SIMD-based decoding of posting lists

  • Authors:
  • Alexander A. Stepanov;Anil R. Gangolli;Daniel E. Rose;Ryan J. Ernst;Paramjit S. Oberoi

  • Affiliations:
  • A9.com, Palo Alto, CA, USA;A9.com, Palo Alto, CA, USA;A9.com, Palo Alto, CA, USA;A9.com, Palo Alto, CA, USA;A9.com, Palo Alto, CA, USA

  • Venue:
  • Proceedings of the 20th ACM international conference on Information and knowledge management
  • Year:
  • 2011

Quantified Score

Hi-index 0.00

Visualization

Abstract

Powerful SIMD instructions in modern processors offer an opportunity for greater search performance.

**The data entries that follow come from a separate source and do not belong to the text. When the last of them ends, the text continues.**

PR #261, opened 2020-11-16
defmt-test: update README

japaric:
so example output matches current probe-run output
also steps 2 and 3 won't apply to the newest version of app-template
also recommend crates.io version over git in step 1

### DIFF
--- a/firmware/defmt-test/README.md
+++ b/firmware/defmt-test/README.md
@@ -4,7 +4,7 @@
 
 ## Basic usage
 
-0. If you don't have a project setup yet, start from the [`app-template`] then proceed with step 3. If you have a project version on an old version of `app-template` then proceed with step 1.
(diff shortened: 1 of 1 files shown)


firmware/defmt-test/README.md
```diff
@@ -4,18 +4,17 @@
 
 ## Basic usage
 
-0. If you don't have a project setup yet, start from the [`app-template`] 
-
+0. If you don't have a project setup yet, start from the [`app-template`] then proceed with step 3. If you have a project version on an old version of `app-template` then proceed with step 1.
```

In this paper, we apply these instructions to decoding search engine posting lists. We start by exploring variable-length integer encoding formats used to represent postings. We define two properties, byte-oriented and byte-preserving, that characterize many formats of interest. Based on their common structure, we define a taxonomy that classifies encodings along three dimensions, representing the way in which data bits are stored and additional bits are used to describe the data. Using this taxonomy, we discover new encoding formats, some of which are particularly amenable to SIMD-based decoding. We present generic SIMD algorithms for decoding these formats. We also extend these algorithms to the most common traditional encoding format. Our experiments demonstrate that SIMD-based decoding algorithms are up to 3 times faster than non-SIMD algorithms.